Diseños de V. Stepanova y L. Popova para los distintos uniformes deportivos y para los trabajadores del estado.
Estampados diseñados por V. Stepanova en los años 20.

 

Vkhutemas vs. Realismo Socialista

En 1930, el espíritu “experimental” de Constructivismo ruso se topó con el estalinismo. Durante esa década, los artistas de este movimiento comenzaron a ser marginados en pro del estilo artístico que se convertiría en el oficial de la Rusia soviética: el realismo socialista.

Stalin abogaba por un estilo mucho más conservador y académico, conceptos que no se encontraban en las Vkutemas. De esta forma, estos talleres que debido a las presiones políticas, unos años antes habían cambiado su organización interna y su nombre por Vkhutei (Institutos), se clausuraron en 1930.

J. Stalin retratado por A.M.Gerasimov (1881-1963) en un estilo pictórico propio del realismo socialista.

 

Sin embargo, pese a su corta vida, la importancia de las Vkhutemas no se centra sólo en su época.
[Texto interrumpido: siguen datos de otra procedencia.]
PR #1535, opened 2022-09-08
Add gnosis safe airdrop address data

springzh:

Added value based data table for gnosis safe airdrop data. Source file downloaded from https://raw.githubusercontent.com/safe-global/safe-user-allocation-reports/main/safe_user_allocations_reworked.csv 

*For Dune Engine V2*
I've checked that:
General checks:

Join logic:

Incremental logic:


soispoke (changes requested):
Thanks for your submission @springzh ! 

Could you please change reformat this query so the model is addresses_ethereum.safe_airdrop so we can standardize airdrops across different chains ? 
https://github.com/duneanalytics/spellbook/pull/1529?no-redirect=1

macros/alter_table_properties.sql
```diff
@@ -415,6 +415,15 @@ ALTER TABLE airdrop_optimism.addresses_1 SET TBLPROPERTIES('dune.public'='true',
                                                     'dune.data_explorer.contributors'='["soispoke"]');
 {% endset %}
 
+{% set addresses_ethereum_safe_airdrop %}
+ALTER TABLE addresses_ethereum.safe_airdrop SET TBLPROPERTIES('dune.public'='true',
+                                                    'dune.data_explorer.blockchains'='["ethereum"]',
+                                                    'dune.data_explorer.category'='abstraction',
+                                                    'dune.data_explorer.abstraction.type'='sector',
+                                                    'dune.data_explorer.abstraction.name'='safe_airdrop',
```
springzh, line 423: Not sure about this line. What's the usage for the abstraction name? Should it be always set to same as table name?

springzh:
> Thanks for your submission @springzh !
> 
> Could you please change reformat this query so the model is addresses_ethereum.safe_airdrop so we can standardize airdrops across different chains ? #1529

Updated. Please check again. @soispoke

macros/alter_table_properties.sql
soispoke, line 423: Here, I think the type should be `sector`, and the name `addresses`

soispoke (changes requested):

soispoke:
The model file name should be addresses_ethereum_safe_airdrop.sql instead of safe_airdrop.sql

macros/alter_table_properties.sql
springzh: Updated

springzh:
> The model file name should be addresses_ethereum_safe_airdrop.sql instead of safe_airdrop.sql

@soispoke Renamed. Thank you.

soispoke (approved):
lgtm !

Al igual que sucedió con la Bauhaus, estos centros fueron algo más que una escuela de arte y diseño soviética: su influencia abrió una nueva vía para la enseñanza artística y el desarrollo del diseño actual.

Su legado fue muy importante en el diseño de la segunda mitad del siglo XX. Movimientos como el Estilo Internacional (conocido como Racionalismo a partir de 1945), el Organicismo, el Estilo Escandinavo o el Funcionalismo de los años 60 y 70, bebieron de los avances y diseños de las Vkhutemas.